El paddock, mientras tanto, vive una mezcla de incredulidad y tensión. Ex pilotos han expresado en privado su apoyo al brasileño, admitiendo que muchos sospechaban de irregularidades desde hace años. Un campeón del mundo retirado comentó a un medio europeo que “todos sabíamos que Singapur olía mal, pero nadie tenía pruebas”. Hoy esas pruebas parecen existir, y el silencio que protegió a la categoría podría convertirse en su mayor enemigo.

Los aficionados tampoco permanecen indiferentes. En redes sociales se multiplican los debates sobre la legitimidad del título y el papel de las autoridades. Para una generación de seguidores, Massa siempre fue “el campeón sin corona”. Para otros, reabrir el caso amenaza con desestabilizar décadas de historia. Lo cierto es que la demanda ya logró algo: obligar a la Fórmula 1 a mirar su pasado de frente y responder preguntas que durante años evitó.
En círculos jurídicos se comenta que el proceso podría extenderse varios años, con apelaciones y acuerdos extrajudiciales en el horizonte. Sin embargo, el entorno de Massa insiste en que no hay marcha atrás. “Esto no es venganza, es dignidad”, habría dicho el propio piloto a un colaborador cercano. Su mensaje es claro: aunque no vuelva a correr una sola vuelta, quiere dejar a sus hijos un legado de integridad y valentía.
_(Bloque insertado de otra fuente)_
PR #1392, opened 2020-06-29
Fix/mnt 21602 script node return invalid download url redirect

Epurashu:
Revive DownloadContentServlet.java
Remove doHEAD method from `DownloadContentServlet`
doGET method now redirects to V1 REST - `GET /nodes/{nodeId}`
Removed leftover `org.alfresco.web.app.servlet.UploadContentServlet`, `org.alfresco.web.app.servlet.DownloadRawContentServlet` and `org.alfresco.web.app.servlet.GuestDownloadContentServlet` from web.xml as those servlet implementation does not exist.


Epurashu:
@killerboot thank you, I will add them now.

war/src/main/java/org/alfresco/web/app/servlet/DownloadContentServlet.java
```diff
@@ -0,0 +1,124 @@
...
+      StoreRef storeRef = new StoreRef(URLDecoder.decode(t.nextToken()), URLDecoder.decode(t.nextToken()));
+      String id = URLDecoder.decode(t.nextToken());
+
+      // build noderef from the appropriate URL elements
+      NodeRef nodeRef = new NodeRef(storeRef, id);
+
+      // build redirect URL to V1 GET /nodes/{nodeId}
+      String redirectUrl = String
+          .format("%s://%s:%s%s/api/-default-/public/alfresco/versions/1/nodes/%s/content?attachment=%b",
+              req.getScheme(), req.getServerName(), req.getServerPort(), req.getContextPath(), nodeRef.getId(), isAttachment);
```
skopf, line 116: This doesn't work. The req.getScheme(), ... values are not what we need in the redirect URI

Epurashu: Thank you for spotting this, I have removed the `req.getScheme()`, `req.getServerName()` and `req.getServerPort()` from the `redirectUrl`

Epurashu:
@killerboot I have added `verifyDownloadContentServletRedirect()` inside the `TAS-Integration` project. The test turned out a little bigger, I`m thinking of moving this tests to it's own class and splitting it into smaller ones, what do you think ?

killerboot:
I think the tests would be better in a separate class in a TAS REST API project instead of integrations.
Overall the tests look ok to me.

war/src/main/java/org/alfresco/web/app/servlet/DownloadContentServlet.java
```diff
@@ -0,0 +1,124 @@
...
+      {
+         throw new IllegalArgumentException("Attachment mode is not properly specified: " + requestURI);
+      }
+
+      // assume 'workspace' or other NodeRef based protocol for remaining URL elements
+      StoreRef storeRef = new StoreRef(URLDecoder.decode(t.nextToken()), URLDecoder.decode(t.nextToken()));
+      String id = URLDecoder.decode(t.nextToken());
+
+      // build noderef from the appropriate URL elements
+      NodeRef nodeRef = new NodeRef(storeRef, id);
```
skopf, line 111: Won't work like this. You do not need to build a NodeRef if you are only using the ID part.

And we need to check beforehand that this request is for workspace://SpaceStore/....
other requests, like for archived documents, cannot be fulfilled by this V1 rest api

PR #1393, opened 2020-06-29
ACS-250: Test S3 and Glacier Connectors' compatibility with 6.2.2

ancutam:
Applied S3 and Glacier Connectors and commented out MM.
This is a test PR, to make sure the build is green with this combination of amps.


ancutam:
Green build https://travis-ci.com/github/Alfresco/acs-packaging/builds/173457684

PR #1427, opened 2020-07-07
REPO-5235: Unfork tika

eknizat:


pom.xml
```diff
@@ -177,6 +177,11 @@
 
     <dependencyManagement>
         <dependencies>
+            <dependency>
```
montgolfiere, line 180: Why did we need to add this ?

eknizat: It caused a test failure when checking for duplicates.

https://issues.alfresco.com/jira/browse/REPO-5235?focusedCommentId=808373&page=com.atlassian.jira.plugin.system.issuetabpanels%3Acomment-tabpanel#comment-808373

PR #1464, opened 2020-07-15
ACS-222: tests jobs using AIMS fail

tiagosalvado10:
From the analysis done in ACS-222, adding an extra interval (before tests start) seems to prevent the jobs to fail - not only the AIMS jobs but also the other ones that already failed before ACS-222 (even that not very often).

### DIFF
--- a/tests/scripts/wait-for-alfresco-start.sh
+++ b/tests/scripts/wait-for-alfresco-start.sh
@@ -24,6 +24,7 @@ if (("$COUNTER" < "$TIMEOUT")) ; then
    t1=$(date +%s)
    delta=$((($t1 - $t0)/60))
    echo "Alfresco Started in $delta minutes"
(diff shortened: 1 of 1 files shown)


tests/scripts/wait-for-alfresco-start.sh
```diff
@@ -24,6 +24,7 @@ if (("$COUNTER" < "$TIMEOUT")) ; then
    t1=$(date +%s)
    delta=$((($t1 - $t0)/60))
    echo "Alfresco Started in $delta minutes"
+   sleep 180
```
ancutam, line 27: Please add a comment here or modify the message to say that Alfresco started successfully in x minutes, waiting for all the containers to initialise", or something along that. And a message after the 3 minutes end.

Also add a short description to the PR.

PR #1551, opened 2020-08-05
MNT-21614: LDAP sync communication error leads to group members deletion

amohammedalfresco:
- Bump alfresco-repository version and add a test


amohammedalfresco:
> Does the test fail without the fix?

It doesn't fail without the fix.  Actually, it's quite hard to reproduce the exact reported issue.  This test only catches one of the exception.  It's actually not even related to the bug, but thought to add this expected exception.

The problem is the docker-compose environment cannot be manipulated for reproducing other than either a stop of ldap container or using a non-existent port (I chose to just use a non-existent port for the duration of test).

amohammedalfresco:
> Please make sure the test revert the invalid config after it runs. If it doesn't, then the consecutive tests may fail unexpectedly.

Sure.  I've just guarded the test to make sure port reversion is as expected.

PR #1670, opened 2020-09-21
APPS-510-bump to aos 1.3.2-A3

pieCit87:


pieCit87:
Im going to close this PR in order to set bumps in different orders

PR #1678, opened 2020-09-22
Bump to MM 1.5.0-M2

pieCit87:
Upgrade of dependency, common-services, commons-lang


pieCit87:
Closing because upgraded ACS packaging from dependabot alert PR https://github.com/Alfresco/acs-packaging/pull/1687

PR #1692, opened 2020-09-24
Add in all amps : ai outlook sap

eromano:
pipeline-all-amps/ needs to have in order to test all the AMPS that PASS is going to use the following AMPS:

ai-repo
emailclient outlook
SAP


alandavis (approved):
LGTM, but could you please check if there is a space/tab issue in the pom.xml files.

PR #15, opened 2019-11-18
Performance measurement skeleton

semtexzv:


prototypes/go/app/listener/listener.go
```diff
@@ -43,6 +44,34 @@ func shutdown() {
 	}
 }
 
+func runMessage(benchmark *Benchmark, m kafka.Message, mutex *sync.Mutex) {
```
Josca: This is not correct go way. It's better to use channel than mutex here, as channel is like the first class citizen in Go. So create one loop reading from channel messages and writing to database and then let's create go-routines sending results to this channel.

semtexzv: Yes, but for the purposes of this prototype, Mutex works well enough.

PR #18, opened 2019-11-21
Added GraphQL API example

Josca:
SPM-11


semtexzv:
Do we want to keep this in master ? From what I've understood, this was supposed to just be an evaluation. 

Also, we'll have to see how this relates to UI & requirement to implement REST API.

Josca:
@semtexzv it's up to you. We can either leave it unmerged or merge it and then remove to have it at least in history.

PR #19, opened 2019-11-25
Added API mocks

Josca:
- SPM-15


manager/controllers/advisory_detail.go
```diff
@@ -0,0 +1,55 @@
...
+}
+
+// @Summary Show me details an advisory by given advisory name
+// @Description Show me details an advisory by given advisory name
+// @Accept   json
+// @Produce  json
+// @Param    advisory_id    path    string   true "Advisory ID"
+// @Success 200 {object} AdvisoryDetailResponse
+// @Router /api/patch/v1/advisories/{advisory_id} [get]
+func AdvisoryDetailHandler(c *gin.Context) {
```
semtexzv: This method should return a struct, which contains the `attributes` `id` and `type` in a `data` field, so that the format is the same between `/systems/id` and `/advisories/id`

docs/docs.go
```diff
@@ -0,0 +1,582 @@
+// GENERATED BY THE COMMAND ABOVE; DO NOT EDIT
```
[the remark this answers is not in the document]
Josca: I don't expect that API methods will be updated to often. So to keep it in git is easier here.

manager/controllers/structures.go
```diff
@@ -0,0 +1,56 @@
+package controllers
+
+import "time"
+
+type Links struct {
+	First    string  `json:"first"`
+	Last     string  `json:"last"`
+	Next     string  `json:"next"`
```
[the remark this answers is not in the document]
Josca: Yes, but now it works for mock ups. We can change it when we need.

manager/controllers/advisory_detail.go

Si el tribunal le da la razón, el caso marcará un antes y un después en el deporte mundial. No solo por la cifra millonaria, sino porque demostraría que incluso los imperios más sólidos pueden rendir cuentas. Para Felipe Massa, esta batalla es la última carrera de su vida deportiva, una que no se gana con adelantamientos, sino con verdad. Y pase lo que pase, el rugido de aquel motor de 2008 ya no volverá a sonar igual.